▶ [About this exercise]: Your answer should consist of every line from the records that holds the string "both".

▶ [Records for this exercise]:

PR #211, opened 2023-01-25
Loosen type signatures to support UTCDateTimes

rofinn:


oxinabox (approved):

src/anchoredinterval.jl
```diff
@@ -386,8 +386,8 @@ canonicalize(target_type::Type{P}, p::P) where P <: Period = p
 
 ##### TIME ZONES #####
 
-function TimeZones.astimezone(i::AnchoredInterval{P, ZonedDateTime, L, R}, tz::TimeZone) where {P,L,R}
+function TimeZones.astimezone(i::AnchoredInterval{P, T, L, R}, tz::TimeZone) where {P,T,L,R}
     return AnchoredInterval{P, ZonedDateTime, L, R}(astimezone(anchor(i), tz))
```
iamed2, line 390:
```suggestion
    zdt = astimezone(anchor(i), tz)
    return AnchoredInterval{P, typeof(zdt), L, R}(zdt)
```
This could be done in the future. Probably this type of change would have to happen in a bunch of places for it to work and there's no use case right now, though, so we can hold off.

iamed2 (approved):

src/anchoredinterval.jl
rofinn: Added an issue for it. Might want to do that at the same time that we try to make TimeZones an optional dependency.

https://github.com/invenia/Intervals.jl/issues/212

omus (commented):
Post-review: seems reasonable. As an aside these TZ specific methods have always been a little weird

==

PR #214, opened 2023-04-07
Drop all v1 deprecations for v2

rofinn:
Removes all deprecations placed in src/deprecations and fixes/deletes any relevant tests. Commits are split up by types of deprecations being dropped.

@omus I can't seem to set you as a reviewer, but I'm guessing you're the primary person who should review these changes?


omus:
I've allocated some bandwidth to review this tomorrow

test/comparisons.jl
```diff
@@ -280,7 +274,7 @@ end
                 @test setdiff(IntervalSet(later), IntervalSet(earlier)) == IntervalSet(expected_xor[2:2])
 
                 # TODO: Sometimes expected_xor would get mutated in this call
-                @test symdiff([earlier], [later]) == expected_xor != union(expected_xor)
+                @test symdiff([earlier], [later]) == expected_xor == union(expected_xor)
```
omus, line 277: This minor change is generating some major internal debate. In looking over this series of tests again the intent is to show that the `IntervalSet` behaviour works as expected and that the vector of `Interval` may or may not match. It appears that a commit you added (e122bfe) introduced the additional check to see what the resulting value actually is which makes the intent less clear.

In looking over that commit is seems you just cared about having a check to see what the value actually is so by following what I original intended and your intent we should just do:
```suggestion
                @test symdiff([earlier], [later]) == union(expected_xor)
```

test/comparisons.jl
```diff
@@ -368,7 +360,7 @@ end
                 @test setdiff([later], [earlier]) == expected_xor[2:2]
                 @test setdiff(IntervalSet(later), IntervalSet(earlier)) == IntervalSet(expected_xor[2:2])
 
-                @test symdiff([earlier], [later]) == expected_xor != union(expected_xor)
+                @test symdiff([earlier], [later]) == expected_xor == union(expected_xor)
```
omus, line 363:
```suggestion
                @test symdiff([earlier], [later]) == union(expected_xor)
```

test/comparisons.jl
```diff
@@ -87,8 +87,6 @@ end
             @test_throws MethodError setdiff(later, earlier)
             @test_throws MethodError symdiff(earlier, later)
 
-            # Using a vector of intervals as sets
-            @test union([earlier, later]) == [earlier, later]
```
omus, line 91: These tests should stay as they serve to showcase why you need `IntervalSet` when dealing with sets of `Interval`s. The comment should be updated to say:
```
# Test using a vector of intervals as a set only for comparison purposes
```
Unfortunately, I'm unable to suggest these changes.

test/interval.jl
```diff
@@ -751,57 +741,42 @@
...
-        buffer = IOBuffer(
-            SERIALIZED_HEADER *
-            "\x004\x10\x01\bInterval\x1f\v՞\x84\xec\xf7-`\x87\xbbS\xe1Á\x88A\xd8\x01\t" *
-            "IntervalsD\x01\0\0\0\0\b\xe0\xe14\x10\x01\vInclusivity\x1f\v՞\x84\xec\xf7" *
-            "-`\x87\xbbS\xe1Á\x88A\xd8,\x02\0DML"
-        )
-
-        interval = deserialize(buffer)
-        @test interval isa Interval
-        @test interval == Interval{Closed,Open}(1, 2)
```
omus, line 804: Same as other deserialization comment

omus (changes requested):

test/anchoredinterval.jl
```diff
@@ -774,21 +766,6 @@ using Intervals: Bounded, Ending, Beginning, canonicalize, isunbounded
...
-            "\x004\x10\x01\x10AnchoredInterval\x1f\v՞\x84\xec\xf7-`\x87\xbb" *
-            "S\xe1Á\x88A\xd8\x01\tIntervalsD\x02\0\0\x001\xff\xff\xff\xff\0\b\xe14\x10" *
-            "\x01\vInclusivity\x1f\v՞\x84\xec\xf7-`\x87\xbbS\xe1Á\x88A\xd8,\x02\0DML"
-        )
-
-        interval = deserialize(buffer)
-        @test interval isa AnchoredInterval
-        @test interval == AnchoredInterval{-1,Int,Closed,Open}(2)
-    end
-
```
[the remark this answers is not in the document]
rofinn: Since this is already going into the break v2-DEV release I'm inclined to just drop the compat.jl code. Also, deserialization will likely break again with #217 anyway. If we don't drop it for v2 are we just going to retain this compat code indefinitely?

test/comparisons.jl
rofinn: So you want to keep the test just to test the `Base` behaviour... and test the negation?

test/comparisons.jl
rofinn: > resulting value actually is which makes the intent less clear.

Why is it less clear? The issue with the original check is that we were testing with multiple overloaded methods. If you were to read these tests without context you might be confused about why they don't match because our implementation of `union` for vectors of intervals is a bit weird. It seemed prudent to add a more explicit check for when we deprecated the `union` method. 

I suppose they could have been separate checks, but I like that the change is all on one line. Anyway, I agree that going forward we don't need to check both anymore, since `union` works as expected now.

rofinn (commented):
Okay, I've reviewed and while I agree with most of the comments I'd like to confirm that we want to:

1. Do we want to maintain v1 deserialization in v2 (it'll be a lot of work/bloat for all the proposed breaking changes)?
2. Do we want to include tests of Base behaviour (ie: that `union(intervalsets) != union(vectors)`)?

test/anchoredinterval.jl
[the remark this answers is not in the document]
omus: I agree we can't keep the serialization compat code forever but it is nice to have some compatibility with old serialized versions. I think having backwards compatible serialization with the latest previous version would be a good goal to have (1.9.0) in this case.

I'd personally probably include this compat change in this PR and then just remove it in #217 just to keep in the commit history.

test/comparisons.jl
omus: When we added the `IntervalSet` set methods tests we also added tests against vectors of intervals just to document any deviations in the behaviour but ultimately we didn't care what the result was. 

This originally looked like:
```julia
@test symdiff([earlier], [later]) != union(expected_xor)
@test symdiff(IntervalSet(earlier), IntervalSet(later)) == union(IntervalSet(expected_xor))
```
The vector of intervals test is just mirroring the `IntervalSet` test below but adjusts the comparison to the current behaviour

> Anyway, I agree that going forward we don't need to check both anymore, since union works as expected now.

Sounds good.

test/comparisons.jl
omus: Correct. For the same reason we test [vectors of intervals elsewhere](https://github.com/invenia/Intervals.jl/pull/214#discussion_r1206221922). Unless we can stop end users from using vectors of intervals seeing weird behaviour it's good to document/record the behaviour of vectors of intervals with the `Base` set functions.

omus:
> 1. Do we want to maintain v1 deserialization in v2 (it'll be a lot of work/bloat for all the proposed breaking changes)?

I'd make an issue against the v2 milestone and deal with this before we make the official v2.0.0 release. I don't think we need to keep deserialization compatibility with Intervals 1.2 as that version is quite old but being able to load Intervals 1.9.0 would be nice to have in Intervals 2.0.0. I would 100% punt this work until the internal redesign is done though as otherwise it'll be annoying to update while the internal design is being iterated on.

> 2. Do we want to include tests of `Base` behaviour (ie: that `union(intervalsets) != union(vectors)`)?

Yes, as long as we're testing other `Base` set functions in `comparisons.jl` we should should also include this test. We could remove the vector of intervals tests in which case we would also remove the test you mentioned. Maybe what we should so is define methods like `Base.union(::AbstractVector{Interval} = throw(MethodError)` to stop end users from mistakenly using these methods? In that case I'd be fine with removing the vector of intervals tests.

▶ [Response]:
I suppose they could have been separate checks, but I like that the change is all on one line. Anyway, I agree that going forward we don't need to check both anymore, since `union` works as expected now.
> Anyway, I agree that going forward we don't need to check both anymore, since union works as expected now.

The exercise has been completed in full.